◆ YOUR OBJECTIVE: This exercise asks for the entries below to be printed exactly.

Saved data entries:
PR #166263, opened 2025-10-26
[PP] Free send ops earlier

H-Huang:
* __->__ #166263

Release send buffers as soon as the async send operations complete, rather than waiting until the end of the step. This allows the send buffers to be released earlier.

### DIFF
--- a/torch/distributed/pipelining/schedules.py
+++ b/torch/distributed/pipelining/schedules.py
@@ -2191,6 +2191,17 @@ BACKWARD_INPUT, BACKWARD_WEIGHT, and OVERLAP_F_B are supported."
         # count either full_backward or backward_weight together, to determine when to sync DP grads
         self.backward_counter.clear()
         for time_step, action in enumerate(self.pipeline_order_with_comms[self.rank]):
+            # Remove completed send operations from list, this frees the memory used for the send buffer earlier
+            for work_batch in send_ops:
+                completed_ops = []
+                for idx, send_op in enumerate(work_batch):
+                    if send_op.is_completed():
+                        send_op.wait()
+                        completed_ops.append(idx)
+                # Remove completed ops (reverse to maintain indices)
+                for idx in reversed(completed_ops):
+                    del work_batch[idx]
+
             try:
                 with record_function(_get_profiler_function_name(action)):
                     if action.computation_type in self._comp_type_to_function_map:


Skylion007 (approved):

torch/distributed/pipelining/schedules.py
```diff
@@ -2191,6 +2191,17 @@ def _perform_action(action: _Action) -> None:
         # count either full_backward or backward_weight together, to determine when to sync DP grads
         self.backward_counter.clear()
         for time_step, action in enumerate(self.pipeline_order_with_comms[self.rank]):
+            # Remove completed send operations from list, this frees the memory used for the send buffer earlier
+            for work_batch in send_ops:
+                completed_ops = []
+                for idx, send_op in enumerate(work_batch):
```
wconstab, line 2197: @kwen2501 is it logical to wait on, and later delete, individual send ops that are part of a batch?  if they are batched, they would all complete together, and i'm not sure if the individual handles even get updated.  Should we instead query if the whole batch is completed?

kwen2501: A couple things:
1. 
```
                    if send_op.is_completed():
                        send_op.wait()
```
`is_completed()` is a CPU side check IIRC. I am not sure why we issue `wait()` **after** the CPU observes completion. 

2.
```
                # Remove completed ops (reverse to maintain indices)
                for idx in reversed(completed_ops):
                    del work_batch[idx]
```
This changes the `work_batch` list in the middle of the iteration. Not entirely recommended but maybe the `reversed` helped.

3. Finally to your question, I think today a `Work` holding a reference to the output buffer is somewhat problematic. 

https://github.com/pytorch/pytorch/blob/99e07c39ec3e9cf4573da6e6737c3d0362bc6b13/torch/csrc/distributed/c10d/ProcessGroupNCCL.cpp#L3695-L3696

I guess that is one reason for the deletion here.

wconstab: I can say that the goals here are (1) free the send buffer (by deleting the work obj), and (2) NOT blocking the CPU on the send (hence, never calling .wait() until completion is known).

To your first point, should we not call .wait() after observing completion?  Technically, I think skipping a wait would be unsafe due to not synchronizing the streams, except this is a send operation, so I think this omission is harmless.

◆ RESULT OF THIS TASK:
PR #166263, opened 2025-10-26
[PP] Free send ops earlier

H-Huang:
* __->__ #166263

Release send buffers as soon as the async send operations complete, rather than waiting until the end of the step. This allows the send buffers to be released earlier.

### DIFF
--- a/torch/distributed/pipelining/schedules.py
+++ b/torch/distributed/pipelining/schedules.py
@@ -2191,6 +2191,17 @@ BACKWARD_INPUT, BACKWARD_WEIGHT, and OVERLAP_F_B are supported."
         # count either full_backward or backward_weight together, to determine when to sync DP grads
         self.backward_counter.clear()
         for time_step, action in enumerate(self.pipeline_order_with_comms[self.rank]):
+            # Remove completed send operations from list, this frees the memory used for the send buffer earlier
+            for work_batch in send_ops:
+                completed_ops = []
+                for idx, send_op in enumerate(work_batch):
+                    if send_op.is_completed():
+                        send_op.wait()
+                        completed_ops.append(idx)
+                # Remove completed ops (reverse to maintain indices)
+                for idx in reversed(completed_ops):
+                    del work_batch[idx]
+
             try:
                 with record_function(_get_profiler_function_name(action)):
                     if action.computation_type in self._comp_type_to_function_map:


Skylion007 (approved):

torch/distributed/pipelining/schedules.py
```diff
@@ -2191,6 +2191,17 @@ def _perform_action(action: _Action) -> None:
         # count either full_backward or backward_weight together, to determine when to sync DP grads
         self.backward_counter.clear()
         for time_step, action in enumerate(self.pipeline_order_with_comms[self.rank]):
+            # Remove completed send operations from list, this frees the memory used for the send buffer earlier
+            for work_batch in send_ops:
+                completed_ops = []
+                for idx, send_op in enumerate(work_batch):
```
wconstab, line 2197: @kwen2501 is it logical to wait on, and later delete, individual send ops that are part of a batch?  if they are batched, they would all complete together, and i'm not sure if the individual handles even get updated.  Should we instead query if the whole batch is completed?

kwen2501: A couple things:
1. 
```
                    if send_op.is_completed():
                        send_op.wait()
```
`is_completed()` is a CPU side check IIRC. I am not sure why we issue `wait()` **after** the CPU observes completion. 

2.
```
                # Remove completed ops (reverse to maintain indices)
                for idx in reversed(completed_ops):
                    del work_batch[idx]
```
This changes the `work_batch` list in the middle of the iteration. Not entirely recommended but maybe the `reversed` helped.

3. Finally to your question, I think today a `Work` holding a reference to the output buffer is somewhat problematic. 

https://github.com/pytorch/pytorch/blob/99e07c39ec3e9cf4573da6e6737c3d0362bc6b13/torch/csrc/distributed/c10d/ProcessGroupNCCL.cpp#L3695-L3696

I guess that is one reason for the deletion here.

wconstab: I can say that the goals here are (1) free the send buffer (by deleting the work obj), and (2) NOT blocking the CPU on the send (hence, never calling .wait() until completion is known).

To your first point, should we not call .wait() after observing completion?  Technically, I think skipping a wait would be unsafe due to not synchronizing the streams, except this is a send operation, so I think this omission is harmless.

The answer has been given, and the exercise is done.